Wednesday, 21 May 2014

Fixed costs in small countries, again

The Productivity Commission explains New Zealand's high prices:
The overall messages from this analysis are:
  • Modelling the determinants of non-tradables prices using the extended FG model works fairly well in general, and especially for a group of OECD-Eurostat countries. 
  • This supports the hypotheses that: 
    • Non-tradables prices are higher in association with higher values of capital and unskilled labour endowments, and trade deficits; 
    • Non-tradables prices are lower in association with higher values of skilled labour, and population;  
  • Tradable prices also tend to be higher where non-tradables prices are higher both because this raises the (non-tradable) input costs for tradables, and because high tradables prices are impacted by „trade impediments‟ and indirect taxes. 
  • The model suggests NZ‟s relatively small population and high tradables prices tend to raise its non-tradables prices relative to other countries. NZ‟s lower than average capital endowments should serve to counter-act these high prices, but modestly. (NZ has the 28th highest ranked capital endowment, and 25th highest capital/labour ratio, out of 43 countries). 
  • For labour endowments, taking a ratio of skilled labour (differences) to population (differences), NZ is ranked 29th out of the 43 OECD-Eurostat countries in this ratio, so that its relatively low skilled labour per capita also serves to raise its service prices.
  • NZ's relatively high price of non-tradables is estimated to add around 40% to the domestic consumer price of tradables, compared to border or factory gate prices. This is also around the OECD-Eurostat average cost share. 
  • However, after accounting for this 'cost share of non-tradables' contribution, NZ's tradables prices remain fairly high by international standards. A "good candidate" to explain this are the transaction costs associated with NZ‟s distance from markets. Though we have not examined direct evidence on this here, numerous other studies have suggested the importance of such factors; see, for example, McCann (2003, 2009). 
  • Based on "adjusted" tradables prices that removes the "cost share of non-tradables" element, NZ's tradables prices are around 6th highest in the 43 country OECD-Eurostat sample – behind such countries as Iceland, Norway and Japan (see Figure 6). These are also countries relatively distant from many of their key markets. (For Japan at least, other protectionist measures may also be relevant). However, Australia is ranked 19th out of 43 countries in its adjusted tradables price, suggesting that to the extent that there are "disadvantages of distance", Australia manages partially to avoid or overcome these.
  • As Figure 6 shows, NZ is like a number of other small countries with a high adjusted tradables prices (e.g. Cyprus, Malta, Denmark, Finland, Israel, in addition to the "small and distant" economies of Iceland and Norway). This suggests that size or other characteristics of domestic markets/populations may be important in ways not already accounted for by the FG model's variables.
Labour has been exercised lately by the high costs of an increasing population: new migrants come in and bid up the price of housing where housing supply cannot expand to meet increased demand. They might worry instead about the longer-term costs of being small if they block migration. We can't do much about distance. But we can get bigger.

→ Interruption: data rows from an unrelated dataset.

PR #248, opened 2015-09-03
Clean up some warnings about unused fields and constants

uqs:
Also squelch the annoying virtual overload warnings


Flamefire:
The 2nd commit is fine with me. But please remove the first. Instead you can cherry pick this one: https://github.com/Flamefire/s25client/commit/35fe247f69fd7c3967fa42360dd8a5f1741757b4

Keep the warning about overloaded-virtual because it reminds us of fixing this. It can and should! Besides; Boost uses long longs so that warning supression is required.

uqs:
I feared as much, dropped the first commit.

Flamefire:
@Flow86 The cleanup is ok?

Other points worth thinking about:
  • Our relatively high cost of alcohol and tobacco is particularly noted by the Commission; this does run contrary to the usual story we're told about alcohol being too cheap in New Zealand.
  • I wonder whether results would be affected much by taking PriceSpy import prices instead of domestic landed prices for some consumer goods. How much does PriceSpy, and related services, constrain domestic prices?
  • Gemmell's prior work showed footwear and clothing to be expensive here. I note that footwear still here attracts a 10% tariff. We could fix part of our stupid-high-prices problem by getting rid of the tariff that helps make one of those price categories more expensive than it needs to be. Sir Roger tried back in 2010; National vetoed the change.


  1. I rather expect that small European countries, and Singapore, do very well by being very close to larger markets. The effective size is larger than the population.

  2. Note Aaron Schiff's amazing story of why NZ has no IKEA

    IKEA alone would move the needle on prices of durable goods, but imagine how many other stories we don't know about.

  3. Singapore isn't in the OECD-Eurostat sub-sample. But in any case, there is also no link between price level and popultion across the entire ICP sample (with lots of small Caribbean or African countries).
    One reason to be cautious about the results is that this is a snapshot, and we know that the passthrough of exchange rate changes to consumer prices is quite slow these days (not just in NZ) and there is lots of pricing to market. If the data were available (which I gather they aren't) it would be fascinating to see how NZ compared averaging a period such as 20000/01 when the exchange rate was very low with the 2005 results (when the exchange rate had recently moved sharply higher, to well above average levels).

  4. Indeed. I'd hoped that we might have gotten an Ikea for Christchurch post-quake. Would have made a lot of sense, what with a whole city needing affordable flat-pack furniture.

  5. Yup. I'd also be really keen to see the differences between "products that face PriceSpy competition" and those that don't.